Below are the records. Restate word for word every line from the one that contains "Do we plan to" through the final line, both included.

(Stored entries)

BEGIN

PR #1079, opened 2024-07-24
[da-vinci][controller] Add check to ensure version is valid before ingestion

### LINKED ISSUE #657: [Feature] Venice Push Status System store needs to have a stronger guarantee since it is a critical piece in Push Job
### Willingness to contribute

### Feature Request Proposal

Right now, Venice Push Status System Store creation seems to be a best effort in prod and some stores have it and some stores are not.

But polling DaVinci Push Status System Store is in the critical path of push job offline status polling and if push status system store is not there, the push job will never succeed.

One idea is to have a monitoring service in Controller to periodically check the healthiness of the push status system store for each Venice store and fix it automatically.

### Motivation

This is to improve write path availability.

### Details

_No response_

- [X] `Controller`: This is the control-plane for Venice. Used to create/update/query stores and their metadata.
- [X] `Da Vinci Client`: This is an embedded, stateful client that materializes store data locally.

tylerhu3:

Add check to ensure version is valid before ingestion

Resolves #657

## How was this PR tested?
Ran "./gradlew check --continue"

- [ X] No. You can skip the rest of this section.


services/venice-controller/src/main/java/com/linkedin/venice/controller/VeniceParentHelixAdmin.java
```diff
@@ -1000,8 +1002,25 @@ public void addVersionAndStartIngestion(
...
-    // Parent controller will always pick the replicationMetadataVersionId from configs.
+    // Parent controller will always pick the replicationMetadataVersionId from
+    // configs.
     final int replicationMetadataVersionId = getRmdVersionID(storeName, clusterName);
+
+    // Ensure valid version
+    if (getStore(clusterName, storeName).isDaVinciPushStatusStoreEnabled()) {
+      Set<Map.Entry<String, Integer>> versionSet = getCurrentVersionsForMultiColos(
+          clusterName,
+          SystemStore.SYSTEM_STORE_NAME_PREFIX + VeniceSystemStoreUtils.DAVINCI_PUSH_STATUS_STORE_STR + "_" + storeName)
```
nisargthakkar, line 1013: nit: This can be replaced by `VeniceSystemStoreType.getSystemStoreName(storeName)`

mynameborat:
Based on the original issue, we still only add a check here as opposed to trying to create one if it doesn't exist? The issue also suggests to try to create one if not exists and then fail if the creation fails.

Do we plan to add that in subsequent PRs? If so, I 'd clarify the description to specify it partially resolves the issue.

kvargha:
Closing as contributor is unable to continue working on this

END

= Answer below =
Do we plan to add that in subsequent PRs? If so, I 'd clarify the description to specify it partially resolves the issue.

kvargha:
Closing as contributor is unable to continue working on this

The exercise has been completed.